Dr Damian Smith, a consultant forensic psychiatrist at the Central Mental Hospital, said he examined the accused seven times during his time in custody, reviewed his treatment records, interviewed his mother and examined his correspondence with Ms Valdgeima.

He said Mr Leitons had shown symptoms of a psychotic disorder as far back as February 2018 and may have stopped taking his prescription as early as February 2019. He began to believe he was being targeted by “agents” of the FBI or KGB who were following him, and that he was receiving instructions through the mass media.

“He began to believe intelligence agencies were trying to recruit him because of his superior intelligence,” Dr Smith said. Around two weeks before her death, he formed the view that Ms Valdgeima was one of these “agents”, Dr Smith said.

“One week prior he heard a man on the radio say ‘kill the agent’,” Dr Smith said. “Although he believed the message was directed to him “from above”, the accused said he did not intend to act on it.”

But he began carrying the two knives as tools for “self-protection” but “denied he had carried a knife because of a sense of a threat from the deceased,” Dr Smith said.

The knives were taken from him by gardaí when they arrested him near Binary Hub on the night of the killing.

“He believed at the time that his face was swollen and that he was surrounded by agents. He said he was afraid that the deceased was an FBI agent and was going to harm him, kill him,” Dr Smith said.

“He saw her adjust her bra while walking to Binary hub and thought she had a weapon.”

When she offered him a Tic-Tac, he took this to mean she was going to poison him, and had “activated” some toxin in the sweets by shaking the container.

Dr Smith said the defendant told him that when he saw Ms Valdgeima return from the apartment’s bathroom with her hands behind her back, he became convinced she had a weapon.

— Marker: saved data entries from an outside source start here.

PR #4072, opened 2015-07-25
(#4701) - extract out browser-only code

nolanlawson:
This improves our code coverage from 65.4% (lines) to 86.91% (lines).

The basic idea is to remove places where we use `if (process.browser)` and instead rely on Browserify switches in package.json. This has a few benefits:

1) Smaller bundle size when browserifying, since we don't ship any code that's supposed to run in Node
2) Conversely, Istanbul auto-ignores browser-only modules like `idb` and `websql`
3) If somebody messes this up, we'll know immediately because browserify will flat-out fail if it can't find a file

Downsides:

1) It's kind of ugly. I can't think of a better convention than `file.js` and `file-browser.js`.
2) It's arguably harder to read than `if (process.browser)`

I think this is the way to go to reach 100% code coverage, but I'm only doing part of the work and then opening a PR so I can get feedback.

### DIFF
--- a/lib/adapters-browser.js
+++ b/lib/adapters-browser.js
@@ -1,0 +1,6 @@
+'use strict';
+
+module.exports = {
+  idb: require('./adapters/idb'),
+  websql: require('./adapters/websql')
+};
--- a/lib/adapters.js
+++ b/lib/adapters.js
@@ -1,0 +1,5 @@
+'use strict';
+
+module.exports = {
+  leveldb: require('./adapters/leveldb')
+};
--- a/lib/deps/binary/base64StringToBlobOrBuffer-browser.js
+++ b/lib/deps/binary/base64StringToBlobOrBuffer-browser.js
@@ -1,0 +1,8 @@
+'use strict';
+
+var atob = require('./base64').atob;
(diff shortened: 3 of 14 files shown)


nolanlawson:
And right on schedule - browserify failed. :P Should be fixed now.

daleharvey:
`file-browser` seems like a good convention to me, I dont think it is particularly ugly and I much prefer this to the `if (process.browser)` checks. The smaller file size is a pretty big bonus.

One issue I noticed although not this commits fault, is our duplicate `md5` between mapreduce and core, is there a reason for that or something we can fix up?

But :+1: on this commit, I like it

nickcolley:
Semi-related but if we used https://github.com/hughsk/envify wouldn't uglify remove the dead code automatically?

nolanlawson:
@daleharvey Yeah in one case it's md5 on a string, whereas in the other case it's md5 on an ArrayBuffer/Blob. I could rename it to avoid confusion.

@nickcolley I considered this, but I couldn't figure out how I could make it work with Istanbul. I also find this PR's method more explicit, which is nice.

nolanlawson:
228c580127a5a6b6d69927e37853cf81c31fb4bd

nickcolley:
:+1: fair enough

Issue #4073, opened 2015-07-25
Check the pouchdb.min.js size in Travis


nolanlawson:
To make sure we don't accidentally browserify something we don't mean to.

nolanlawson:
fixed by 5a3602cf35d05f98326f5d88ebb8cbeabd5fa3b7

PR #4074, opened 2015-07-25
(#4073) - check pouchdb.min.js size < 50000

nolanlawson:


daleharvey:
:+1: , though if you wanted to switch it to 200KB when you land I would be down for that, cheers I should have done this a while ago

nolanlawson:
Yeah, 50KB is a bit strict, but I'd be fine with upping it as necessary. I'm hoping we can figure out some tricks to continue keeping it under 50.

nolanlawson:
5a3602cf35d05f98326f5d88ebb8cbeabd5fa3b7

daleharvey:
Ah I missed your were testing grip size, I thought it was 500KB and too high. My mistake

nolanlawson:
Yeah I'm using `gzip -c pouchdb.min.js | wc -c` which is the min+gz size in bytes.

PR #4075, opened 2015-07-25
(#4075) - rimraf dist before building

nolanlawson:
I know this has bitten both me and @daleharvey
before, that we accidentally published some
extra files in dist/ that we didn't mean to.
This should fix that.


daleharvey:
Yup nice fix, cheers - https://github.com/pouchdb/pouchdb/commit/a280f3e2ff49d2bc953fb3996667e0eebafbc162

Issue #3112, opened 2014-12-04
Internationalization


nolanlawson:
I've seen a lot of articles in other languages about PouchDB ([Spanish](http://www.kabytes.com/programacion/pouchdb-base-de-datos-de-bolsillo-para-crear-aplicaciones-offline/), [French](http://rougetube.fr/2014/12/4/pouchdb-une-base-donnee-pour-les-navigateurs-web-amp-nbsp_87), [Japanese](http://www.moongift.jp/2014/12/pouchdb-%E3%82%B5%E3%83%BC%E3%83%90%E3%82%B5%E3%82%A4%E3%83%89%E3%81%A8%E3%81%AE%E5%90%8C%E6%9C%9F%E3%81%AB%E3%82%82%E5%AF%BE%E5%BF%9C%E3%81%97%E3%81%9F%E3%82%AF%E3%83%A9%E3%82%A4%E3%82%A2%E3%83%B3)). What they all have in common is that they just provide a very basic "hello world" without delving too deeply.

This shows that non-native English speakers have a real need for documentation in their own language. And I think the API/guides are getting stable enough that we could reasonably start thinking about doing it ourselves on the website.

My French is decent enough that I could translate the guide and would just need a native speaker to grammar-check. Anybody else interested in this project? Which parts do you think should be translated? Or is it a crazy idea?

7ictor:
Is someone working on this? I can help with Spanish (my native language), I run my personal blog in Jekyll and enjoying using Pouch in production for a whole year :blue_heart:

nickcolley:
@7ictor the pull request is ready to have a translation as far as I can remember. I couldn't really go any further because I'm only a native English speaker, so if you want to pair up and get some Spanish going that'd be ace.

mnewmedia:
I could do german, but most germans can or should be able to read english. And since almost all good IT-resources are english, every IT-guy should be able to understand english. And if not they will have to learn it, and when they are forced to learn english it's maybe a bit bad in the beginning but better at the end.
Also translated docs would getting outdated and produce unnecessary issues. I know PouchDB guys are just too lovely and want to help everyone =) but still they really should learn english even I should improve my english skills.
Also my English is only beginner Level and it was sometimes hard to understand the CouchDB Docs, but the PouchDB Docs are mostly written in easy to understand english.

nickcolley:
Hey @mnewmedia thanks for comment.

[...]

PR #4076, opened 2015-07-25
(#3112) - Docs i18n

nickcolley:
Ok got something working here.

Also needs the following:
- [ ] Nice language selector
- [ ] Contribution README doc update
- [ ] At least one page translated.

Think if we can get one page translated and make sure the site is working good with just that one we can gradually do the rest later?

### DIFF
--- a/docs/_config.yml
+++ b/docs/_config.yml
@@ -12,3 +12,5 @@ github:
 collections:
   guides:
     output: true
+languages: ["en", "es"]
+exclude_from_localizations: ["static"]
--- a/docs/_guides/index.md
+++ b/docs/_guides/index.md
@@ -4,59 +4,7 @@ layout: guide
 nav: Intro
 title: Introduction to PouchDB
 sidebar: guides_nav.html
+translated: true
 ---
 
-Welcome to the PouchDB guide! Consider this your starting point for anything and everything related to the world of PouchDB and CouchDB.
-
-For a quicker TodoMVC-based tutorial, you can also check out the ["Getting Started" guide](/getting-started.html).
-
-Feel free to skip ahead using the sidebar at any time.
-
-What is PouchDB?
-------
-
-**PouchDB** is a JavaScript implementation of [CouchDB](http://couchdb.com). Its goal is to emulate the CouchDB API with near-perfect fidelity, while running in the browser or in Node.js.
-
-What is CouchDB?
----------
-
-**CouchDB** is a NoSQL database created in 2005 by Damien Katz, and now maintained by the Apache Software Foundation.  If you are a JavaScript developer, you probably use CouchDB every day, because it's the core technology that powers [npm](https://www.npmjs.org/).
-
-Couchbase, CouchDB, Couch-wha?
-----------
-
-Today there are two major database companies that
-can trace their lineage back to CouchDB: [**Couchbase**](http://couchbase.com) and [**Cloudant**](http://cloudant.com). Both of them are separate products compared to CouchDB.
-
-However, all three of these databases share the same **CouchDB sync protocol**. This means that PouchDB can sync with either one of them, and you can always swap out one database for another. You're never locked in.
-
-In a sense, these databases are like competing phone companies, and the CouchDB sync protocol is the underlying telephony infrastructure.
-
-CouchDB's one-two punch: HTTP and sync
-----------
-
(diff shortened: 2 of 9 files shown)


daleharvey:
> Think if we can get one page translated and make sure the site is working good with just that one we can gradually do the rest later?

I think ideally we can put up 2 pages, maybe like the home page in french and spanish using a google translate version for testing purposes, then invite people to come along and start contributing proper translations.

I would really like to see how to fallback, so if a translated page isnt available, maybe it shows the english with a link to a google translate?

This is an amazing change, cheers for picking it up :)

nickcolley:
With this plugin if there's no translation it just shows the english content.

nickcolley:
@daleharvey @nolanlawson do you think I could (or someone else) put a tweet out to see if anyone would be up for doing some translation?

nolanlawson:
I have to admit that I have my reservations about this PR.

Having documentation in multiple languages is a worthy goal, but I don't think PouchDB has the resources to do this right now, and if we try to start down this path, then we will likely bite off more than we can chew.

Imagine when we change something and then need to go back and fix the docs. Is the committer going to fix the docs in Spanish, French, and German as well as English? No, what'll happen instead is that the foreign-language docs will rot and speakers of those languages will just go to the English version because they can trust it.

I'm all for inclusion, and as a fluent speaker of French who has worked in multilingual environments, I understand the pain that non-native English speakers have to go through just to participate in the global programming community. But I don't think we at PouchDB are in a reasonable position to help solve this.

daleharvey:
Alternatively people contributing to translations is one of the most popular ways to get started within a project, I know for Mozilla our translation community is huge and we are still seeing a bunch of non english activity - http://frontinbrazil.com.br/pouchdb/, https://vpease.wordpress.com/2015/08/11/ionic-framework-pouchdb-y-cloudant-la-combinacion-perfecta-totalmente-expuesta/ etc

We will never require maintainers or contributors to fix things across all languages, but I think providing the option for people to do so would be awesome.

I do think the example @nolanlawson brings up is important to think about though, we would really need a mechanism for determining what translations are out of date and what changed. I think ideally we would want to show a warning on pages that have out of date translations but at the least someone translating locally needs a simple way to figure out what translations needed to do.

I think we should figure that out before asking people to start to contribute translations

marten-de-vries:
Having something gettext-like would fix it: there wouldn't be multiple pages: just an English one in which all pieces of text that would need to be translatable are marked in some way. The translations would then be in separate (.po) files, and would only replace the English text if the piece of text didn't change in the meantime. If it really used gettext (.po) files, an additional benefit would be that we could use a dedicated translation site, making understanding git not a requirement for contributing.

The problem is implementing it. I haven't seen a ready made solution for jekyll yet.

marten-de-vries:
As for implementation, I have suggested a node preprocessor for jekyll before: https://gist.github.com/marten-de-vries/d734b71fde92617e717c

A preprocessor because I don't know Ruby, regardless of language this does explain the concept in code though.

nolanlawson:
Yeah, as I've said, I think this is more of a social problem than a technical problem for us. Mozilla might have the resources to do wide-scale translation, but we're small-time, so I don't think we do. :/

Also to Dale's point, I think the needs of foreign-language speakers is largely being served by the kind of blogposts he cites. I imagine there is a correlation between 1) people with low English comprehension, and 2) people who rely more on tutorials/blogposts/videos than official docs. Which indicates to me that translating the official docs would not be very high-value (although maybe the guide is an exception).

That said, if we do push forward on this, I could try my hand at translating the guide to French. :) I'd need a native-language speaker to go through and proofread, though. (My French is correct but lacks pizzazz.)

zoepage:
> Alternatively people contributing to translations is one of the most popular ways to get started within a project...
100% yes on that.

It's always nice to announce one person per language to at least check if the documentation is up to date. No need they have to take care of it anytime. Just make clear if they don't have the time, they need help and get the word out.

A warning on the page is a good idea. Also providing a diff, if the main resource (here I'd suggest the english version of the docs) changes, so people who translate the docs in their language know what to change without a huge hassle.

This is how we do it with hoodie:
https://github.com/hoodiehq/documentation#translations

// folder structure
We have one folder per language. This is double content and not the best practice, but we figured the most simple solution for people to contribute to translations.

nickcolley:
So looks like we need to decide a good way to automatically show a message for:
- A page that is in English because there's no translation, and how to contribute
- A page that is translated but out of date, how to contribute and where to find the original.

daleharvey:
So I think this is awesome, the branch will be around however closing out PR's that arent active at the moment. People will still be able to find it when looking from the issue

Issue #4078, opened 2015-07-26
Nasty ETag bug in http-proxy


nolanlawson:
This is a bug that took me a long time to track down, and I don't have a good solution, so I'm going to document it thoroughly.

The `Testing successive new_edits to the same doc, different content` can sometimes fail with a bizarre error like this:

![screenshot 2015-07-26 17 06 11](https://cloud.githubusercontent.com/assets/283842/8895907/abe85b06-33b8-11e5-9b3a-e698c781c358.png)

The root problem is that one test creates a document with the name `foo` and the rev `1-x` and the next test does the same thing, but with different fields in the document. The second test ends up getting the document from the first test rather than its own.

How could this be possible? The database is deleted between every test, so that's not it. It turns out it's a proxy issue. When I set a breakpoint, I get this (correct) document back from `localhost:5984`:

```js
{"_id":"foo","_rev":"1-x","bar":"baz"}
```

Whereas I get this (incorrect) document back from `localhost:2020`:

```js
{"_id":"foo","_rev":"1-x","bar":"huzzah"}
```

What's happening is that `pouchdb-http-proxy` is caching the GET requests based on the ETag. Since the ETag is the same for both documents (`1-x`), it returns the old data.

I dug into the guts of `pouchdb-http-proxy`, but it seems like this is the behavior of a Node core module (`http`). I don't think it's reasonable for me to open a bug on Node (since it's doing what it's supposed to do - ETag is being used correctly). However I think this highlights the many problems we have with the proxy, and shows why I'm so eager to get rid of it.

daleharvey:
I filed a bug on couchdb instead (https://issues.apache.org/jira/browse/COUCHDB-2764) Etags are supposed to reflect the content that is being served, we shouldnt get different documents with the same etag. Im down for removing the proxy since it has shown to be buggy, but I dont think its at fault here.

Merged the fix in https://gist.github.com/daleharvey/2010c3d3f873bc03fc5e

nolanlawson:
Fair enough. I guess I assumed the ETag behavior from CouchDB was correct. (Makes sense to me that it would be the rev, anyway.)

PR #4079, opened 2015-07-26
(#4078) - simple fix for ETag bug

nolanlawson:
Simple solution to the problem: don't put ourselves
in a situation where the ETag bug can bite us.

Changes the document IDs to be more unique, and also
adds `bar` values to the documents so we get more
meaningful errors than "couldn't read undefined.should".

### DIFF
--- a/tests/integration/test.bulk_docs.js
+++ b/tests/integration/test.bulk_docs.js
@@ -355,8 +355,9 @@ adapters.forEach(function (adapter) {
 
       var db = new PouchDB(dbs.name);
       var docs = [{
-        '_id': 'foo',
+        '_id': 'foobar123',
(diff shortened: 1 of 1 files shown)


nolanlawson:
Heh, it's funny. I just realized the only reason I noticed this bug was because I accidentally removed the cache-busting in another PR.

daleharvey:
I filed a bug on couch for this, https://issues.apache.org/jira/browse/COUCHDB-2764, :+1: for the workaround for now

daleharvey:
Merged in https://github.com/pouchdb/pouchdb/commit/7c166045194775bcfd8468b31bf8fd6f70ccaaa1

He told the doctor that his thoughts were: “it’s either me or she”.

Then he took out the knife and stabbed her.

He said as he did this he saw the face of a person he knew from Chechnya speaking a proverb translated as: “If you put the knife out, you must cut.”

“These thoughts were in my head, and I thought it was coming from above,” he said in interview.

“Although becoming mentally unwell, [Mr Leitons] was able to act normal enough for the victim to meet up with him,” Dr Smith told the trial.

"Although Mr Leiton was mentally disordered I am not satisfied that his condition is impaired to such a degree to meet the criteria for not guilty by reason of insanity," Dr Smith said.

He told the court it happened during an "acute psychotic lapse of paranoid schizophrenia most likely precipitated by his non-adherence with prescribed antipsychotic medication up to three weeks prior".

Dr Ronan Mullaney of the Central Mental Hospital said Mr Leitons was suffering from paranoid schizophrenia for several years prior to and at the time of the offence and met the three criteria for a defence of not guilty by reason of insanity under the Criminal Law (Insanity) Act 2006.